TO DO:
Nothing but the lines from the start of the entries through the line containing "--- a/test/utilities/FormManager.test.tsx" should appear in the answer, each given exactly.

(Saved entries)
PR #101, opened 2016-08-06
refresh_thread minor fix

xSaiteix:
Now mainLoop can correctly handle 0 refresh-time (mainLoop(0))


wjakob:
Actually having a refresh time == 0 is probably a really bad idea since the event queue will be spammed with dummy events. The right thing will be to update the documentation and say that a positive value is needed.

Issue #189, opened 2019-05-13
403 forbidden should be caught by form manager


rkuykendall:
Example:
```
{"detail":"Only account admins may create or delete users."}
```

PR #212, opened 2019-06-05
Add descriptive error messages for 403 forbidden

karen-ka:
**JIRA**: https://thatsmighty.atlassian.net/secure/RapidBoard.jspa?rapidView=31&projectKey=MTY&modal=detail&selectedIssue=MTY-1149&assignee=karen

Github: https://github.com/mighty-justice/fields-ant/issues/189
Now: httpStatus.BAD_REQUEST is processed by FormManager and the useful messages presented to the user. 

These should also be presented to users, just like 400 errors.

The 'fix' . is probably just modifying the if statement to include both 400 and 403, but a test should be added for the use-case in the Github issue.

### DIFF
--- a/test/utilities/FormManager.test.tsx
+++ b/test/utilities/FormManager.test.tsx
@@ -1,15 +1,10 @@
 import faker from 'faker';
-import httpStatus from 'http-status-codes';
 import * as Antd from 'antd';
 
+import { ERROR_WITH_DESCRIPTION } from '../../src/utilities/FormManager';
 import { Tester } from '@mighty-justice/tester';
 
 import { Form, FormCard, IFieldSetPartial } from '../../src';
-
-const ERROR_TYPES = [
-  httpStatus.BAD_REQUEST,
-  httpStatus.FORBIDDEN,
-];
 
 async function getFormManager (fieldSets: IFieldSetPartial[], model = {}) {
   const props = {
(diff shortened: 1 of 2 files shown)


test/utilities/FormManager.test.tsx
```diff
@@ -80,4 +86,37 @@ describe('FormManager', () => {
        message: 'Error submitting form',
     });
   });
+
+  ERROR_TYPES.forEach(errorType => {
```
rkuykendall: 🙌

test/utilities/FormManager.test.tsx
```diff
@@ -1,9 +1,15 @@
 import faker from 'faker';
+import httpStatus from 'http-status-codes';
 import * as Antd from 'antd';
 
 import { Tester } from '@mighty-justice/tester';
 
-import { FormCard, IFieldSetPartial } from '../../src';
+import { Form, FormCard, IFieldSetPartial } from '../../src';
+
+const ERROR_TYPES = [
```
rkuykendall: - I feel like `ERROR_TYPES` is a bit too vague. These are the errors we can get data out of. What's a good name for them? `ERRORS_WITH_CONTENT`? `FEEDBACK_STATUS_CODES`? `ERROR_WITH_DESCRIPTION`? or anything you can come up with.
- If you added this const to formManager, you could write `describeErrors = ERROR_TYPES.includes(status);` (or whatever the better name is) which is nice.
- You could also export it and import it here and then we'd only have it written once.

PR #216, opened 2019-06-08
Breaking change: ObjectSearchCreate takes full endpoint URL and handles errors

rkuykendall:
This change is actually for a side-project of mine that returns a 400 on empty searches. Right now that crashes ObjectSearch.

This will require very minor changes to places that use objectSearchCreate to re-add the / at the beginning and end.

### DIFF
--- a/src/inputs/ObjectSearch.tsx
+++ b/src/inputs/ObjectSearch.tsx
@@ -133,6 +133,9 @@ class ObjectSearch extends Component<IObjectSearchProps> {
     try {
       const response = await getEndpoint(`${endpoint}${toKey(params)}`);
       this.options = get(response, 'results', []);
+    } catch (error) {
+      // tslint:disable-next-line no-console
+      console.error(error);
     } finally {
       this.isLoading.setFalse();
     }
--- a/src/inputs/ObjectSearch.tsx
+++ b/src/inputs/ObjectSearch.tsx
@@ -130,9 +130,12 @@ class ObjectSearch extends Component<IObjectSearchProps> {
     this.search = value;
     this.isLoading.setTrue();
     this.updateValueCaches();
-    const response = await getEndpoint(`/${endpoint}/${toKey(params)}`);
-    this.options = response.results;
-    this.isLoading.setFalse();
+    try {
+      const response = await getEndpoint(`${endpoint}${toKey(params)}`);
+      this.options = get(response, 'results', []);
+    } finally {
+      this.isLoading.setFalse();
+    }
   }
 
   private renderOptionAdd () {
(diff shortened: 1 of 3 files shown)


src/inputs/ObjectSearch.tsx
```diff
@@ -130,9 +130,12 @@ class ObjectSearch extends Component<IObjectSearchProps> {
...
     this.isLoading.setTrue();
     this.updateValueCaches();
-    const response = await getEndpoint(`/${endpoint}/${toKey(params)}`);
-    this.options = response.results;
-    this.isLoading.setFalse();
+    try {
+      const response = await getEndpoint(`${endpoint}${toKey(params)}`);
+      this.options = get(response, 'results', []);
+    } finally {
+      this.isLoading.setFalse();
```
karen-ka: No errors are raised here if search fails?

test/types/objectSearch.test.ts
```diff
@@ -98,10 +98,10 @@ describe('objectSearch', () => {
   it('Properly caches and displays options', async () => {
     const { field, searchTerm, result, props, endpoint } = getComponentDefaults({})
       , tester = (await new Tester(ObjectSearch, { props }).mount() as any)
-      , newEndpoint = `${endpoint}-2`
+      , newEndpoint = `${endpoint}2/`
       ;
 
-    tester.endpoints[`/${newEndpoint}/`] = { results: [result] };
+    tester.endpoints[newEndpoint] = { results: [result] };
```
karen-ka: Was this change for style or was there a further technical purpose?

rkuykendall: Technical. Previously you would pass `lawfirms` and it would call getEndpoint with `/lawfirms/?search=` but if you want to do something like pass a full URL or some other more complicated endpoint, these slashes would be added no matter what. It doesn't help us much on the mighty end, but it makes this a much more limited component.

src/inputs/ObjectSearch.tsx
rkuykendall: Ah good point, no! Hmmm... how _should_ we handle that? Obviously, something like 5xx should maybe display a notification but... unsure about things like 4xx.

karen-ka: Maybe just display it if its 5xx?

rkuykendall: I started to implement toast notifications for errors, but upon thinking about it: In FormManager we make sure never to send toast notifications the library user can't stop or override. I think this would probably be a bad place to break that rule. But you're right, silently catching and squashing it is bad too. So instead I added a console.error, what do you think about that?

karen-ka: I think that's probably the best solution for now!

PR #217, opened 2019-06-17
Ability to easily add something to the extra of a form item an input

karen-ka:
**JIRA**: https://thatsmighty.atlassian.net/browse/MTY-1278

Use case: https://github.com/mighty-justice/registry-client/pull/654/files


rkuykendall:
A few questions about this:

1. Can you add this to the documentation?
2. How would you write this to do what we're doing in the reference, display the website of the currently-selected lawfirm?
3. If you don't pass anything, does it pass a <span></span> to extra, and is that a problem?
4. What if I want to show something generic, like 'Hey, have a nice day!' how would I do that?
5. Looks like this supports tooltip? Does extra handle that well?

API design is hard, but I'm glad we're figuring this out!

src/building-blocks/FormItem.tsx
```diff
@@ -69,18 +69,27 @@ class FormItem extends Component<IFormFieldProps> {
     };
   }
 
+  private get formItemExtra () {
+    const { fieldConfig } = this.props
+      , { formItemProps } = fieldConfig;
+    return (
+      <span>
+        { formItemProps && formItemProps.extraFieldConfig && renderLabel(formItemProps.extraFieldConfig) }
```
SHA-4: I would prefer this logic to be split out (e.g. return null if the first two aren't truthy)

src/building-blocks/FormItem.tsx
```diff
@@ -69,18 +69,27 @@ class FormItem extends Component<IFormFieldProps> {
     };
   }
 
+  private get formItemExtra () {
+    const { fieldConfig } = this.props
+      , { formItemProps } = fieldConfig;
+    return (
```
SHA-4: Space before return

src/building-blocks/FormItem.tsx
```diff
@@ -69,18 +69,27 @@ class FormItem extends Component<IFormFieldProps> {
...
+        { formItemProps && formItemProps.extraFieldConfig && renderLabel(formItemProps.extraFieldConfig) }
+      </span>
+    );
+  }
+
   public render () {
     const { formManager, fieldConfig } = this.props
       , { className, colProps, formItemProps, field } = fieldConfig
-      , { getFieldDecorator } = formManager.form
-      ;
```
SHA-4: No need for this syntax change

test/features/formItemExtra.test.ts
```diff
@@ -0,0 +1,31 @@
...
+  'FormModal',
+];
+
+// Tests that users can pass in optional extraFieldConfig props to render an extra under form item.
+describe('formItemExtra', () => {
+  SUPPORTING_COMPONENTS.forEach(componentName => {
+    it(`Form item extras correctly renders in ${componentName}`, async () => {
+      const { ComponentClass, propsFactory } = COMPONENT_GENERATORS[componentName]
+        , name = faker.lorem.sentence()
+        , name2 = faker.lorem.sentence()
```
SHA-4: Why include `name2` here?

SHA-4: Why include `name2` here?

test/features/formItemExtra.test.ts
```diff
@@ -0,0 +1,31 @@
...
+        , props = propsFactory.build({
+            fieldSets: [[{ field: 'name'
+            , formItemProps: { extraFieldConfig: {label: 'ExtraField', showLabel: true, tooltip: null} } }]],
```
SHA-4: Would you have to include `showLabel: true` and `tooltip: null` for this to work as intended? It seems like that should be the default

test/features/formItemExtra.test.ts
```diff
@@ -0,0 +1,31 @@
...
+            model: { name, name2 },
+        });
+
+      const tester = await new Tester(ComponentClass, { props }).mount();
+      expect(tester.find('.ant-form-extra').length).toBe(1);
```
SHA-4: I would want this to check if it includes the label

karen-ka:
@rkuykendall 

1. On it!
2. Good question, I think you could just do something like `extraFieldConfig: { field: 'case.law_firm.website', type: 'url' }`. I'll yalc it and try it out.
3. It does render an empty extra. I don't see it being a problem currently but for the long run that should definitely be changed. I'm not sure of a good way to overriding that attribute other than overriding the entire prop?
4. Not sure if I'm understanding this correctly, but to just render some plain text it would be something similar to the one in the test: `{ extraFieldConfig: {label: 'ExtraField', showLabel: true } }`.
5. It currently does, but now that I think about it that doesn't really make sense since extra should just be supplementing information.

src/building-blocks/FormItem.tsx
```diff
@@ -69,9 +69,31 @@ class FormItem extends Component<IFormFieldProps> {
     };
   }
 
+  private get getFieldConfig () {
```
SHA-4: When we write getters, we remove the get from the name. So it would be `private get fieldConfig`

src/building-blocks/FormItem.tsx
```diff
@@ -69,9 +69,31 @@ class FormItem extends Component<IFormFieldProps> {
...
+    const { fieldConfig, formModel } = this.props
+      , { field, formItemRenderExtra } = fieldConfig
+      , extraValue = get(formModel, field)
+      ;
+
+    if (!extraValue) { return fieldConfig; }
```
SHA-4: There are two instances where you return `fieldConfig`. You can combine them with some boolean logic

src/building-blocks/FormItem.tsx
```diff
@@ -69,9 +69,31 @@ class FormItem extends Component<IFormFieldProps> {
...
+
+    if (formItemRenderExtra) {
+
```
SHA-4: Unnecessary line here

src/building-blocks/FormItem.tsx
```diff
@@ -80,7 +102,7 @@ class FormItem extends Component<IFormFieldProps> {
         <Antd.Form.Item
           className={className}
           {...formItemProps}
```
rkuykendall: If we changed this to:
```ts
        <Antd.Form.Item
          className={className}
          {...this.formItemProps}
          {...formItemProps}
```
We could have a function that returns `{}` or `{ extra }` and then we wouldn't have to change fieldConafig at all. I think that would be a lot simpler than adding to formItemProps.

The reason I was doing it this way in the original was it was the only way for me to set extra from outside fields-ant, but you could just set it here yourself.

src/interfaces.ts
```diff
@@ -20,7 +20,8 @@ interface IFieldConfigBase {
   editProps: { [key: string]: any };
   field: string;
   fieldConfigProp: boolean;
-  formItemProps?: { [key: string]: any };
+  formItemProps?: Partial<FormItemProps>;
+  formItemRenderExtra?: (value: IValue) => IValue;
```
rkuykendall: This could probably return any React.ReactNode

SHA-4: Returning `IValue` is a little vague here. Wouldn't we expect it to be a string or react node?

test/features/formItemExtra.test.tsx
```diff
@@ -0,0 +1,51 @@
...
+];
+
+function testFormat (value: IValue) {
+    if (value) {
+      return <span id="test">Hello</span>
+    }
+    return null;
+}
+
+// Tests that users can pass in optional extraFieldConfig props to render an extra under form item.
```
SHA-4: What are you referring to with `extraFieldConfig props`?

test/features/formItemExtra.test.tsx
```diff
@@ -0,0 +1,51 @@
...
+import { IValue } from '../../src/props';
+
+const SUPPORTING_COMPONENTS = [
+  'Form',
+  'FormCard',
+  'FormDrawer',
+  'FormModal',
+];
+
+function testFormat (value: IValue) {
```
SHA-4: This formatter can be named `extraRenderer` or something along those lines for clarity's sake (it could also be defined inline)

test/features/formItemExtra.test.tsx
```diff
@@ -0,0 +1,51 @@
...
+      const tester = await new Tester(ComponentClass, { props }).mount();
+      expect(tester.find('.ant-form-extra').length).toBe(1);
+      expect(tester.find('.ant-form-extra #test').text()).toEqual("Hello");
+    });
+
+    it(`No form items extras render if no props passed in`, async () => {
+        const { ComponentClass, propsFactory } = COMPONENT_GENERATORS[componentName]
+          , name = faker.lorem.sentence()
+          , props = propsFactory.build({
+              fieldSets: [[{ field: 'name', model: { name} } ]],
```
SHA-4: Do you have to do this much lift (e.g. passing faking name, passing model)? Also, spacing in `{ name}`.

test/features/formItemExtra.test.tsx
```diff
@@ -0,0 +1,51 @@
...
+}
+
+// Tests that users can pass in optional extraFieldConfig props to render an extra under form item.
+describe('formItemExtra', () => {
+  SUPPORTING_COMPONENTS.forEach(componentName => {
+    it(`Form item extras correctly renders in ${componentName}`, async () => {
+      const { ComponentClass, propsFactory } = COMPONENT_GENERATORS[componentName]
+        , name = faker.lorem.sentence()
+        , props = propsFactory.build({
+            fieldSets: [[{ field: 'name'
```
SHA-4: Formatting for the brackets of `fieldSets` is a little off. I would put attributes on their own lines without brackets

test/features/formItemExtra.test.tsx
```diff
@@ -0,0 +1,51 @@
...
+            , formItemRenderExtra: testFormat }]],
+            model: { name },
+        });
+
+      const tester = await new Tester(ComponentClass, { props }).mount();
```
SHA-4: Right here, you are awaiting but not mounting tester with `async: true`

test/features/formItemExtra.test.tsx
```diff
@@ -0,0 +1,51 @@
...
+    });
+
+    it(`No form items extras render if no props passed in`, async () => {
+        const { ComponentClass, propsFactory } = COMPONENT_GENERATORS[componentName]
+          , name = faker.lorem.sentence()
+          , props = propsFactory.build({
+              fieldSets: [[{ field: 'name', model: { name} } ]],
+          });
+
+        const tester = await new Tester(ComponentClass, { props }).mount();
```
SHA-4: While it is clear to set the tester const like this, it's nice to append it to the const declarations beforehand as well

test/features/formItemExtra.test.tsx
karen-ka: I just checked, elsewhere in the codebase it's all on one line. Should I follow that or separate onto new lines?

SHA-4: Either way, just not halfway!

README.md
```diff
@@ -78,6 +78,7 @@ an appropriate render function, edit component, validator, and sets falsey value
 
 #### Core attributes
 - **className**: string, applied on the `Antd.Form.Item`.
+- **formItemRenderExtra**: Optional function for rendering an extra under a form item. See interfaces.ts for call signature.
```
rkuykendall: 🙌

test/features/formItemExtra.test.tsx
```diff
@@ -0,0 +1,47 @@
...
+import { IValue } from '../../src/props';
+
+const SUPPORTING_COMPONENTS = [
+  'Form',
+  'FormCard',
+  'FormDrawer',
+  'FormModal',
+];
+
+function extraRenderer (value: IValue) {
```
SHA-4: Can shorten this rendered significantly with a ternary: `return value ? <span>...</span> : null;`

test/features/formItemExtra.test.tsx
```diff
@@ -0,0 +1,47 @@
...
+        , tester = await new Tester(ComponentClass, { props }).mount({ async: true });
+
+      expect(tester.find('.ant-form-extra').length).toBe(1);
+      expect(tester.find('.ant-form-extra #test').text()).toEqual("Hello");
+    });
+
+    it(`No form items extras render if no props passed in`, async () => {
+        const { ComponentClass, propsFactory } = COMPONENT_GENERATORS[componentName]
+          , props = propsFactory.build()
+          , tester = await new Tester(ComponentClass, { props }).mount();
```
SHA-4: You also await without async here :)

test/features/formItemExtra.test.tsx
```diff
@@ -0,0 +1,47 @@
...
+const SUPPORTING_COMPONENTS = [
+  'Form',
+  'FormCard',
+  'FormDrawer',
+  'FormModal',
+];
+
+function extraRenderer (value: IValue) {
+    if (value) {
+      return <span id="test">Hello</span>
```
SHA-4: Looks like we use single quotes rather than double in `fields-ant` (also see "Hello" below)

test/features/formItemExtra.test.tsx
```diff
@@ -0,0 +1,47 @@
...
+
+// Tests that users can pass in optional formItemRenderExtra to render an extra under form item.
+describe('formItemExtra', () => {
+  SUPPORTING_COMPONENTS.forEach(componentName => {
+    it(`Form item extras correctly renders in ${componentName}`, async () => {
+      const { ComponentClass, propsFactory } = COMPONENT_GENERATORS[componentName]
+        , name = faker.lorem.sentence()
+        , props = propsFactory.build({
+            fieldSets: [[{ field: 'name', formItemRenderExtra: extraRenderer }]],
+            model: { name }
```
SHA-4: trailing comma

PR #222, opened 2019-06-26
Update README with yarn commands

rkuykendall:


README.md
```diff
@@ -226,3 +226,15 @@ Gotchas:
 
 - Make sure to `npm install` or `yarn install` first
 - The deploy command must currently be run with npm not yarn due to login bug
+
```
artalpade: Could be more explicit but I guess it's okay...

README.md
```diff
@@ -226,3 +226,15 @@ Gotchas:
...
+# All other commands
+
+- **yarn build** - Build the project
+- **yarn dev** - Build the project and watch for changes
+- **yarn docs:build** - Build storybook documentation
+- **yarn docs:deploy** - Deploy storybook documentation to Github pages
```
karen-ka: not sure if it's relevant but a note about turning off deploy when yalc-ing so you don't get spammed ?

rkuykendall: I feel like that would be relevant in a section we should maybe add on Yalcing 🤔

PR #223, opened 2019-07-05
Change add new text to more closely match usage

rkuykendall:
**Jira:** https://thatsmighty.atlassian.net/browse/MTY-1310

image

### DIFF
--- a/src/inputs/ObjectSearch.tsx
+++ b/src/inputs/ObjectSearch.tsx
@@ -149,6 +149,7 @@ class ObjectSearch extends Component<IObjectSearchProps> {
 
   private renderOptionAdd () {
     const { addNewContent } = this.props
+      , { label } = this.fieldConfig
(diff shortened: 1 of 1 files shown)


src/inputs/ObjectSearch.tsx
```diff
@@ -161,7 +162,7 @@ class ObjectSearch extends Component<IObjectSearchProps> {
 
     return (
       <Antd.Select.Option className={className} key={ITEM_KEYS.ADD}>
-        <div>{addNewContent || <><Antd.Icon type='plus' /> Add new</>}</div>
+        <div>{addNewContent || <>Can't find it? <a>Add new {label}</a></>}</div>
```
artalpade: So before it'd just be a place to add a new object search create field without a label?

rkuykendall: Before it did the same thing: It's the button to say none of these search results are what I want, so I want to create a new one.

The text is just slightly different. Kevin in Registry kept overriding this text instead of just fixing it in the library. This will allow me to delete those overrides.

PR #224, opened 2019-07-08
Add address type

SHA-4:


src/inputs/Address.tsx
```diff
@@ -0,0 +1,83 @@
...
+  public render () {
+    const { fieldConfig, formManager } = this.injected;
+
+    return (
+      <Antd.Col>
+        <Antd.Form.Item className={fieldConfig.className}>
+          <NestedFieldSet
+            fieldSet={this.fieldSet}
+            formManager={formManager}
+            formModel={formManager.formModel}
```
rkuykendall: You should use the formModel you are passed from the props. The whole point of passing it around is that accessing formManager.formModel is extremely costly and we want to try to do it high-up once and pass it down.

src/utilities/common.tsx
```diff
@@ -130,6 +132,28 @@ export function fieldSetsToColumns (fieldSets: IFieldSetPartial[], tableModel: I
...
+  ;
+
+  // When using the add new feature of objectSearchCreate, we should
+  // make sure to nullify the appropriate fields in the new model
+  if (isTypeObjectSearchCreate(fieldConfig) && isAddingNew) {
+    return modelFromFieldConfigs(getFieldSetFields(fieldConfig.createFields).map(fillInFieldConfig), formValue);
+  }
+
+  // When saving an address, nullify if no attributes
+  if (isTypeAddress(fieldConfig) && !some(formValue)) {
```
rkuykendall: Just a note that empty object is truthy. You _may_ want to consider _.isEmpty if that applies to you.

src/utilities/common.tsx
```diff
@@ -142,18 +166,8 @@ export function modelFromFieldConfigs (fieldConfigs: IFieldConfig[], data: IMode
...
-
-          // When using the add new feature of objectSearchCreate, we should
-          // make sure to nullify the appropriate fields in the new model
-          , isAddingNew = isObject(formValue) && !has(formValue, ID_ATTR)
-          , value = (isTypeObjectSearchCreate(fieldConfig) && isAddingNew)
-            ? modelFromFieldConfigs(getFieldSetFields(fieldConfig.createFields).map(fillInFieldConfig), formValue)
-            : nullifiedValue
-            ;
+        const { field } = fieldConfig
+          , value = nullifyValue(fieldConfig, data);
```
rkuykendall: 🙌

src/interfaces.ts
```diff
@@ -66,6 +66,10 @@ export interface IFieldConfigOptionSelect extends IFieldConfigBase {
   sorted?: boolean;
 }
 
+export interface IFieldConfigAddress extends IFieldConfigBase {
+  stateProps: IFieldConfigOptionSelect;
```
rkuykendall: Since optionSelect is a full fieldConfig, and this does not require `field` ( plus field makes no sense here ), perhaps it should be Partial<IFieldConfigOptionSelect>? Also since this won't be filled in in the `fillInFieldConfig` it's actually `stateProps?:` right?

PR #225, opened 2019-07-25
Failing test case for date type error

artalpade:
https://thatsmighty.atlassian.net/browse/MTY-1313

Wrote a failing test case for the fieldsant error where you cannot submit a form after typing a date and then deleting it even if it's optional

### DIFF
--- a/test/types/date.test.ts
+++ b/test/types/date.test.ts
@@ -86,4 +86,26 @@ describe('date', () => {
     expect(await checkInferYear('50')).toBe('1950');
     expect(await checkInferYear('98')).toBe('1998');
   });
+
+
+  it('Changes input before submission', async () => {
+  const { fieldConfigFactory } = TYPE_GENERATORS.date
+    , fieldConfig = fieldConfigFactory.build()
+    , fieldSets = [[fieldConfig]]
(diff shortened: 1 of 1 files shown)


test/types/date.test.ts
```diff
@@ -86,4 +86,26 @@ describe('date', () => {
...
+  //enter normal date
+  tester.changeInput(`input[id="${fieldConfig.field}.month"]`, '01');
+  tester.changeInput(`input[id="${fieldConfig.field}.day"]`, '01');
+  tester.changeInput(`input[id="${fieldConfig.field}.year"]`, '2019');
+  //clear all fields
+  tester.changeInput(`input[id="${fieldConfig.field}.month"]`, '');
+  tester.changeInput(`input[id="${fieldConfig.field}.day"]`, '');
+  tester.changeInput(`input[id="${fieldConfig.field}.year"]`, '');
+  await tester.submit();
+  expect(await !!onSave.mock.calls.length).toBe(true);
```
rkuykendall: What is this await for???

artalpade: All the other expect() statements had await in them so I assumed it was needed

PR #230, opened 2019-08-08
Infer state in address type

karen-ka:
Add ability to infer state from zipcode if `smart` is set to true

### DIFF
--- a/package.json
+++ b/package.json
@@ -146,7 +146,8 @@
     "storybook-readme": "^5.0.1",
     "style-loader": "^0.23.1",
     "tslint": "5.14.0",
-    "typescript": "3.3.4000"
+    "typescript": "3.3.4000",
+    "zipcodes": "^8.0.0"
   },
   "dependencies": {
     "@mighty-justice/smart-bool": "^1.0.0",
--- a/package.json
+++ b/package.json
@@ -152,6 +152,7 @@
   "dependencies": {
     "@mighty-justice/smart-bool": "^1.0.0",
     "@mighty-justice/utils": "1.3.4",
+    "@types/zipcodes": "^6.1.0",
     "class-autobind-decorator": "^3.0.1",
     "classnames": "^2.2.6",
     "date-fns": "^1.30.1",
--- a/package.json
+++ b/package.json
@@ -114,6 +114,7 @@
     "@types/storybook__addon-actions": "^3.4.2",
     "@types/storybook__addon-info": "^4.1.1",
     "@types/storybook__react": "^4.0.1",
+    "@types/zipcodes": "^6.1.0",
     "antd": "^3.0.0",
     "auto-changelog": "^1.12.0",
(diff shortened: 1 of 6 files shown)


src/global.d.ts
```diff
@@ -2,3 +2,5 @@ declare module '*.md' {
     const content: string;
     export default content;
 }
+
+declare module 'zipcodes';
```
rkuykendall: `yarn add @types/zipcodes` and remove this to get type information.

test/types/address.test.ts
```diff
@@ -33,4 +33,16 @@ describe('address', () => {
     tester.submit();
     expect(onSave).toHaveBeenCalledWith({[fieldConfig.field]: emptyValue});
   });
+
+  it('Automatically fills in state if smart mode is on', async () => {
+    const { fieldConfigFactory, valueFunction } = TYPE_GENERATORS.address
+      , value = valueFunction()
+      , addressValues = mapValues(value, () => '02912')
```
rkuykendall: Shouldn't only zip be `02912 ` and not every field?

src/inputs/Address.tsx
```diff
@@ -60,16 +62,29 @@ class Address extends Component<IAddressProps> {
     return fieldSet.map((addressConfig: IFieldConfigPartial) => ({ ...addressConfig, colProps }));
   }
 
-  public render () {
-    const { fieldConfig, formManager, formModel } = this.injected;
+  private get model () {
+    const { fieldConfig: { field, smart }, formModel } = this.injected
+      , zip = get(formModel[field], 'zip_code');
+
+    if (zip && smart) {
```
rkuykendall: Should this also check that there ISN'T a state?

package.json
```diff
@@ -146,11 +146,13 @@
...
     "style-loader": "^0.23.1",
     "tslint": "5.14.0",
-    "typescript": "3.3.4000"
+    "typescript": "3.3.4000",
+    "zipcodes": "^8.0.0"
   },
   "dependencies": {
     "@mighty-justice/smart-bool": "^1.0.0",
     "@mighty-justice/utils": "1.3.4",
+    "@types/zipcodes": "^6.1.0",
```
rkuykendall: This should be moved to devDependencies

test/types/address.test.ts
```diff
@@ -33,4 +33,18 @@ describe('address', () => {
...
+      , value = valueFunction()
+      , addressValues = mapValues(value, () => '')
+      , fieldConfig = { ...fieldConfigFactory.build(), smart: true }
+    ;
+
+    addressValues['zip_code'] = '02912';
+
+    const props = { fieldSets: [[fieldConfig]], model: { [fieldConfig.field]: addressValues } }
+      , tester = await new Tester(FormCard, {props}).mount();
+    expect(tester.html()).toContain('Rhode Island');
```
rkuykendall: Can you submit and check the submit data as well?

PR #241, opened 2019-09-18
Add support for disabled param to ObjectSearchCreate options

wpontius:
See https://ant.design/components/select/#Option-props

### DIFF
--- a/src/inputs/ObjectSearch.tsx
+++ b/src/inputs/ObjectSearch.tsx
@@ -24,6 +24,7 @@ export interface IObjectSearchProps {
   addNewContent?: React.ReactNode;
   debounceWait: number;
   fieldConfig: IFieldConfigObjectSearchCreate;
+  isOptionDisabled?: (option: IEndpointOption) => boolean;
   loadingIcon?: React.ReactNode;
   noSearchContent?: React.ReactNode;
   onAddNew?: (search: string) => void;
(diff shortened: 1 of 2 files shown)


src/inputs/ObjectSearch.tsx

RESULT OF THE EXERCISE:
PR #101, opened 2016-08-06
refresh_thread minor fix

xSaiteix:
Now mainLoop can correctly handle 0 refresh-time (mainLoop(0))


wjakob:
Actually having a refresh time == 0 is probably a really bad idea since the event queue will be spammed with dummy events. The right thing will be to update the documentation and say that a positive value is needed.

Issue #189, opened 2019-05-13
403 forbidden should be caught by form manager


rkuykendall:
Example:
```
{"detail":"Only account admins may create or delete users."}
```

PR #212, opened 2019-06-05
Add descriptive error messages for 403 forbidden

karen-ka:
**JIRA**: https://thatsmighty.atlassian.net/secure/RapidBoard.jspa?rapidView=31&projectKey=MTY&modal=detail&selectedIssue=MTY-1149&assignee=karen

Github: https://github.com/mighty-justice/fields-ant/issues/189
Now: httpStatus.BAD_REQUEST is processed by FormManager and the useful messages presented to the user. 

These should also be presented to users, just like 400 errors.

The 'fix' . is probably just modifying the if statement to include both 400 and 403, but a test should be added for the use-case in the Github issue.

### DIFF
--- a/test/utilities/FormManager.test.tsx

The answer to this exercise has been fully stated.